- **EXERCISE DATA**
PR #1001, opened 2017-02-09
feat(API): add support for routing on full request

sseg:
This change allows the `find` method of a custom router to accept a `req` keyword argument to which a request instance is passed.

### DIFF
--- a/docs/api/routing.rst
+++ b/docs/api/routing.rst
@@ -23,16 +23,24 @@ A custom router is any class that implements the following interface:
                     will handle requests for the given URI.
             """
 
-        def find(self, uri):
+        def find(self, uri, req=None):
             """Search for a route that matches the given partial URI.
 
             Args:
                 uri(str): The requested path to route
 
+            Keyword Args:
+                req(Request): The Request object that will be passed to the
+                    routed responder
+
             Returns:
                 tuple: A 4-member tuple composed of (resource, method_map,
                     params, uri_template), or ``None`` if no route matches
                     the requested path
+
+            Note:
+                The `req` keyword argument was added in version 1.2, but routers
+                which do not implement the interface are still supported.
             """
 
 A custom routing engine may be specified when instantiating
--- a/falcon/api.py
+++ b/falcon/api.py
@@ -28,6 +28,22 @@ import falcon.status_codes as status
 from falcon.util.misc import get_argnames
 
 
+def _make_router_search(router):
+    """Given a router instance returns a function that accepts a request
+    and invokes the router's find method.
+    """
+    arg_names = get_argnames(router.find)
+    supports_req = 'req' in arg_names and len(arg_names) > 1
+
+    if supports_req:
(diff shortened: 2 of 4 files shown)


sseg:
@kgriffs I'm not sure how you'd like to describe this change in the docs. The second commit https://github.com/falconry/falcon/pull/1001/commits/a54f401a2627cda289498315aa95ecb4fc1a22ef has a very short treatment of it.

sseg:
@kgriffs do you have any tips for using inspect on Cython funcs in 2.7?

kgriffs:
Looking into this, I found that Cython uses duck typing, which is only supported starting with Python 3.4. You can work around this by circumventing the type check. Replace this:

```py
spec = inspect.getargspec(func)
```

with this:

```py
# NOTE: Don't use inspect.getargspec() since it does not support Cython duck typing.
args, varargs, varkw = inspect.getargs(func.func_code)
spec = inspect.ArgSpec(args, varargs, varkw, func.func_defaults)
```

docs/api/routing.rst
```diff
@@ -35,6 +35,16 @@ A custom router is any class that implements the following interface:
                     the requested path
             """
 
+The `find` method of a custom router can optionally accept a `req` keyword argument
```
kgriffs: I'd recommend instead of adding this extra section, just add a kwarg to the original interface definition above. If you like, you may also add a note about how this kwarg was added in 1.2 but routers that do not define it are still supported.

falcon/api.py
```diff
@@ -28,6 +28,21 @@
...
+    """
+    arg_names = get_argnames(router.find)
+    supports_req = 'req' in arg_names and len(arg_names) > 1
+
+    def search(request, pass_req=supports_req):
+        if pass_req:
+            return router.find(request.path, req=request)
+        return router.find(request.path)
+
+    return search
```
kgriffs: In the case that the router supports the new interface, you can just `return router.find` directly; no need to shim it.

tests/test_custom_router.py
```diff
@@ -81,3 +87,31 @@ def add_route(self, uri_template, method_map, resource, name):
 
         self.assertEqual(len(check), 2)
         self.assertIn('my-url-name-arg', check)
+
+    def test_custom_router_takes_req_positional_argument(self):
+        def resource(req, resp):
```
kgriffs: Nitpick: This is a specific HTTP method responder for a resource, not the resource itself, so perhaps this (and the function on L106) should be renamed to `resource_responder`, `responder`, or similar?

kgriffs:
I pulled and verified test coverage locally, looks good!

kgriffs:
@sseg this looks great, thanks for making it happen!

sseg:
Yeah, the results showed up on codecov, not sure why they didn't post here.

https://codecov.io/gh/falconry/falcon/pull/1001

- **TO DO**
Taking the records above as input, show every line in which the word "sure" is present.

- **RESULT**
@kgriffs I'm not sure how you'd like to describe this change in the docs. The second commit https://github.com/falconry/falcon/pull/1001/commits/a54f401a2627cda289498315aa95ecb4fc1a22ef has a very short treatment of it.
Yeah, the results showed up on codecov, not sure why they didn't post here.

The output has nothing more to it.